Nlao writeup of Cohen 2000 KDD

From Cohen Courses
Jump to navigationJump to search

This is a review of Cohen_2000_hardening_soft_information_sources by user:Nlao.

This work represents the theme of a wide range of information integration problems: a global data model (in this case the "interpretation I") is to be derived based on evidences (in this case pair wide distance). The global model is obtained by solving an combinatory optimization problem, which is most likely NP hard but with approximated (greedy) yet effective solutions available.

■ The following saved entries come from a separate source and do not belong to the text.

PR #169, opened 2019-03-09
Python36

Skybound1:
Works on adding python 3.6 to the supported python versions

### DIFF
--- a/pyproject.toml
+++ b/pyproject.toml
@@ -1,0 +1,29 @@
+[tool.poetry]
+name = "j5"
+version = "0.0.2"
+description = "J5 Robotics API"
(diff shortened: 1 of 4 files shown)


pyproject.toml
```diff
@@ -0,0 +1,29 @@
+[tool.poetry]
+name = "j5"
+version = "0.0.2"
+description = "J5 Robotics API"
+authors = ["Dan Trickey <contact@trickey.io>"]
```
trickeydan: We might as well update this to j5 contributors to match the licence

Skybound1: Done

PR #176, opened 2019-03-11
shell.nix: use a more up-to-date URL in workaround command

kierdavis:
@mildlyincompetent could you verify this new command works for you?


mildlyincompetent:
yes it fix

PR #179, opened 2019-03-11
Fix all of the things that Poetry broke.

trickeydan:


trickeydan:
> @Skybound1 FYI you broke this

- @kierdavis

Skybound1:
My bad

PR #193, opened 2019-03-12
Add __str__ to BoardGroup and fix type.

### LINKED ISSUE #72: [FEATURE] BoardGroup __str__
`Board` has `__str__`, so it makes sense for `BoardGroup` to have one too.

trickeydan:
Fixes #72 

Also tightened up a type in BoardGroup constructor that was relevant,


j5/boards/base.py
```diff
@@ -78,8 +78,8 @@ def make_all_safe() -> None:
 class BoardGroup:
     """A group of boards that can be accessed."""
 
-    def __init__(self, board: Board, backend: Backend):
-        self.board_class: Board = board
+    def __init__(self, board: Type[Board], backend: Backend):
```
kierdavis: While we're at it, I think `backend` is supposed to be a `Type[Backend]` here, because we later call `backend.discover()` (or will do after #195 is merged). Also, there isn't a board in this context that `backend` would correspond to if it was an instance rather than a subclass.

j5/boards/base.py
```diff
@@ -104,6 +104,12 @@ def make_safe(self) -> None:
         for board in self.boards.values():
             board.make_safe()
 
+    def __str__(self) -> str:
+        """A string representation of the board group."""
+        list_str = ' , '.join(map(str, self.boards.values()))
```
kierdavis: I feel like the space before the comma here will look weird, but that's just my preference.
```suggestion
        list_str = ', '.join(map(str, self.boards.values()))
```

tests/boards/test_base.py
```diff
@@ -189,6 +189,15 @@ def test_board_group_singular():
     assert type(board_group.singular()) == MockBoard
 
 
+def test_board_group_str():
+    """Test that the board group can be represented as a string."""
+    assert str(BoardGroup(MockBoard, NoBoardMockBackend())) == "Group of Boards - []"
+    assert str(BoardGroup(MockBoard, OneBoardMockBackend())) == \
+        "Group of Boards - [Testing Board - TESTSERIAL1]"
+    assert str(BoardGroup(MockBoard, TwoBoardsMockBackend())) == \
+        "Group of Boards - [Testing Board - TESTSERIAL1 , Testing Board - TESTSERIAL2]"
```
kierdavis: See above.
```suggestion
        "Group of Boards - [Testing Board - TESTSERIAL1, Testing Board - TESTSERIAL2]"
```

j5/boards/base.py
trickeydan: This should be fixed in #195.

trickeydan: I have made #198 to track this.

Issue #116, opened 2019-02-19
Redundant reference to Board is passed to Backend


trickeydan:
e.g
```python
    def __init__(self, identifier: int, board: Board, backend: ServoInterface) -> None:
        self._board = board
        self._backend = backend
        self._identifier = identifier
```

We  then call `self._backend.get_servo_position(self._board, self._identifier)`, but we could access this on `board`.

We would have to fiddle with the types to remove this though.

kierdavis:
Perhaps its the board that's redundant, not the backend? As far as I can recall, boards don't expose methods like `get_servo_position` - they just expose a collection of servo components which talk directly to the implementor of the component's backend interface.

trickeydan:
We should wait until #118 is fixed before continuing on this issue.

trickeydan:
We've discussed this before and I'm going to list the changes that we should make for this:

- `Backend` is now specific to a board instance. Every board instance has it's own Backend instance.
- Thus we don't need to pass `Board` to calls on `Backend` instances as a reference is stored on the `Backend`

Incidentally, this will also fix #153.

kierdavis:
I agree, and I think this is ready to be implemented.

This will also fix #186.

trickeydan:
Fixed by #195

PR #195, opened 2019-03-12
Backend refactor

### LINKED ISSUE #103: Board.discover is redundant
I can't think of any situations where `board.discover(backend)` would do anything except simply call `backend.discover()`, so the former could likely be removed in favour of calling the latter directly.

trickeydan:
Fixes #103, #116


trickeydan:
I've concluded that a `Backend` shouldn't actually need any references to the Board it is controlling. All required data to perform it's actions should be passed in the constructor.

tests/backends/hardware/sr/v4/test_power_board.py
```diff
@@ -354,10 +354,10 @@ def test_backend_get_power_output_enabled():
     backend = SRV4PowerBoardHardwareBackend(device)
 
     for i in range(0, 6):
-        assert not backend.get_power_output_enabled(MockBoard(), i)
```
kierdavis: Please delete the `MockBoard` class, if it is now unused.

trickeydan:
There are a lot of changes in this PR. I'd recommend review commit by commit.

j5/backends/hardware/sr/v4/power_board.py
```diff
@@ -234,56 +233,52 @@ def get_power_output_current(self, board: Board, identifier: int) -> float:
         current, = struct.unpack("<I", self._read(cmd))
         return cast(int, current) / 1000  # convert milliamps to amps
 
-    def buzz(self, board: Board, identifier: int,
-             duration: timedelta, pitch: Pitch) -> None:
+    def buzz(self, identifier: int,
+             duration: timedelta, pitch: int) -> None:
```
kierdavis: If this function now only takes a frequency and no longer accepts a `Note`, please can rename this argument from `pitch` to `frequency`?

j5/boards/board.py
```diff
@@ -78,55 +72,70 @@ def make_all_safe() -> None:
...
+        """The type of board that this group contains."""
+        return self._board_class
+
+    @property
+    def backend_class(self) -> Type[Backend]:
+        """The Backend that this group uses for Boards."""
+        return self._backend_class
+
+    @property
+    def boards(self) -> List[Board]:
```
kierdavis: I think a `Set` would be a more appropriate return type for this function.

trickeydan: Split out into #207

j5/backends/hardware/sr/v4/power_board.py
trickeydan: This change was made in a separate PR, but I'll fix it here anyway

PR #204, opened 2019-03-21
Console environment

### LINKED ISSUE #191: Console Environment / Backend
Related to #108 

This will be really useful for dev and debugging

trickeydan:
Do not merge until #195 has been merged.

Fixes #191


j5/backends/console/env.py
```diff
@@ -0,0 +1,42 @@
...
+
+from j5.backends import Environment
+
+ConsoleEnvironment = Environment("ConsoleEnvironment")
+
+T = TypeVar("T")
+
+
+class Console:
+    """A helper class for the comsole environment."""
```
kierdavis: Typo
```suggestion
    """A helper class for the console environment."""
```

j5/backends/console/env.py
```diff
@@ -0,0 +1,42 @@
...
+    def info(self, message: str) -> None:
+        """Print information to the user."""
+        self._print(f"{self._descriptor}: {message}")
+
+    def read(self, prompt: str, return_type: Type[T] = str) -> T:  # type: ignore
+        """
+        Get a value of type 'return_type'.
+
+        We have to ignore the types on this function unfortunately, as static type
+        checking is not powerful enough to confirm that it is correct at runtime.
```
kierdavis: Nitpick: I think remarks about the implementation details belong in comments, rather than in the docstring.

j5/backends/console/sr/v4/power_board.py
```diff
@@ -0,0 +1,146 @@
...
+
+class SRV4PowerBoardConsoleBackend(
+    PowerOutputInterface,
+    PiezoInterface,
+    ButtonInterface,
+    BatterySensorInterface,
+    LEDInterface,
+    Backend,
+):
+    """The hardware implementation of the SR V4 power board."""
```
kierdavis: s/hardware/console/
```suggestion
    """The console implementation of the SR V4 power board."""
```

j5/backends/console/sr/v4/power_board.py
```diff
@@ -0,0 +1,146 @@
...
+        except KeyError:
+            raise ValueError(f"Invalid power output identifier {identifier!r}; "
+                             f"valid identifiers are "
+                             f"{self._output_states.keys()}") from None
+
+    def get_power_output_current(self, identifier: int) -> float:
+        """Get the current being drawn on a power output, in amperes."""
+        if identifier in self._output_states:
+
+            return self._console.read(f"Power Output current for {identifier}")
```
kierdavis: - I think that this would be better wording given that `identifier` is an integer rather than an output name.
- I think we should make it clear to the user what they're expected to type in (i.e. type or units of value).
- This should be returning a `float` not a `str`.

```suggestion
            return self._console.read(f"Current for power output {identifier} [amps]", float)
```

j5/backends/console/sr/v4/power_board.py
```diff
@@ -0,0 +1,146 @@
...
+        if duration_ms > 65535:
+            raise ValueError("Maximum piezo duration is 65535ms.")
+        self._console.info(f"Buzzing at {pitch}Hz for {duration_ms}ms")
+
+    def get_button_state(self, identifier: int) -> bool:
+        """Get the state of a button."""
+        if identifier != 0:
+            raise ValueError(f"invalid button identifier {identifier!r}; "
+                             f"the only valid identifier is 0")
+        return self._console.read("Start button state", bool)
```
kierdavis: I think we should make it clear to the user what they're expected to type in (i.e. type or units of value).
```suggestion
        return self._console.read("Start button state [true/false]", bool)
```

j5/backends/console/sr/v4/power_board.py
```diff
@@ -0,0 +1,146 @@
...
+
+    def wait_until_button_pressed(self, identifier: int) -> None:
+        """Halt the program until this button is pushed."""
+        self._console.info("Waiting for start button press.")
+        while not self.get_button_state(identifier):
```
kierdavis: Maybe it would be more user-friendly to do something like
```python
self._console.read("Hit return to press start button")
```
instead of looping here.

j5/backends/console/sr/v4/power_board.py
```diff
@@ -0,0 +1,146 @@
...
+            sleep(0.05)
+
+    def get_battery_sensor_voltage(self, identifier: int) -> float:
+        """Get the voltage of a battery sensor."""
+        if identifier != 0:
+            raise ValueError(f"invalid battery sensor identifier {identifier!r}; "
+                             f"the only valid identifier is 0")
+        return self._console.read("Battery Sensor Voltage", float)
```
kierdavis: I think we should make it clear to the user what they're expected to type in (i.e. type or units of value).
```suggestion
        return self._console.read("Battery voltage [volts]", float)
```

j5/backends/console/sr/v4/power_board.py
```diff
@@ -0,0 +1,146 @@
...
+
+    def get_battery_sensor_current(self, identifier: int) -> float:
+        """Get the current of a battery sensor."""
+        if identifier != 0:
+            raise ValueError(f"invalid battery sensor identifier {identifier!r}; "
+                             f"the only valid identifier is 0")
+        return self._console.read("Battery Sensor Current", float)
```
kierdavis: I think we should make it clear to the user what they're expected to type in (i.e. type or units of value).
```suggestion
        return self._console.read("Battery current [amps]", float)
```

tests/backends/console/test_env.py
```diff
@@ -0,0 +1,45 @@
+"""Tests for the ConsoleEnvironment and Console helper."""
+
+from j5.backends import Environment
+from j5.backends.console import Console, ConsoleEnvironment
+
+
+def test_hardware_environment():
```
kierdavis: s/hardware/console/
```suggestion
def test_console_environment():
```

tests/backends/console/test_env.py
```diff
@@ -0,0 +1,45 @@
...
+    """Test that the Hardware Environment works."""
```
kierdavis: s/hardware/console/
```suggestion
    """Test that the Console Environment works."""
```

tests/backends/console/sr/__init__.py
```diff
@@ -0,0 +1 @@
+"""Test SR sonsole backends."""
```
kierdavis: Typo
```suggestion
"""Test SR console backends."""
```

j5/backends/console/sr/v4/power_board.py
```diff
@@ -78,8 +77,9 @@ def set_power_output_enabled(
         """Set whether a power output is enabled."""
         try:
             self._console.info(f"Setting output {identifier} to {enabled}")
+            assert identifier in self._output_states.keys()
             self._output_states[identifier] = enabled
-        except KeyError:
+        except AssertionError:
```
kierdavis: Any reason for this change? I don't have anything against it really, I'm just interested to know.

trickeydan: Due to the implementation of the `_output_states` on this backend, Python will not throw a `KeyError` when `self._output_states[identifier] = enabled` is called.

In order to test this properly, I added `assert identifier in self._output_states.keys()`, which is then caught when it fails.

kierdavis: Ah that makes total sense, thanks!

j5/backends/console/sr/v4/power_board.py
```diff
@@ -0,0 +1,148 @@
...
+                             f"valid identifiers are "
+                             f"{self._output_states.keys()}") from None
+
+    def set_power_output_enabled(
+        self, identifier: int, enabled: bool,
+    ) -> None:
+        """Set whether a power output is enabled."""
+        try:
+            self._console.info(f"Setting output {identifier} to {enabled}")
+            assert identifier in self._output_states.keys()
```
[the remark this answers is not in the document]
trickeydan: Ah I wasn't aware of this. I'll replace with an if statement.

j5/backends/console/sr/v4/power_board.py
```diff
@@ -0,0 +1,146 @@
...
+            for i in range(2)
+        }
+
+        # Setup console helper
+        self._console = console_class(f"{self.board.__name__}({self._serial})")
+
+    @property
+    def firmware_version(self) -> Optional[str]:
+        """The firmware version reported by the board."""
+        return None  # Console, so no firmware
```
sedders123: Could we return the j5 version? Not sure if useful but might make debugging which version is in use easier?

tests/backends/console/sr/v4/test_power_board.py
```diff
@@ -0,0 +1,229 @@
...
+from j5.components.piezo import Note
+
+T = TypeVar("T")
+
+
+class MockConsole(Console):
+    """Test Console for testing the board."""
+
+    def __init__(self, descriptor: str):
+        super(Console, self).__init__()
```
sedders123: As we're using Python 3 I believe we can just use `super().__init__()`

For this task, the ground truth of global model is unambiguously defined. This might not be true for other tasks like schema extraction (Cafarella and et al. 2007) and Taxonomy Induction (Yang & Callan 2009). In these cases, extrinsic tasks or human judgment is need for evaluation.

Minor points

- Better to have some form of evaluation.

Reference

Michael J. Cafarella, Christopher Re, Dan Suciu, Oren Etzioni: Structured Querying of Web Text Data: A Technical Challenge. CIDR 2007: 225-234

Hui Yang and Jamie Callan. "A Metric-based Framework for Automatic Taxonomy Induction". In Proceedings of the 47th Annual Meeting of the Association for Computational Linguistics (ACL2009), Singapore. Aug 2-7, 2009.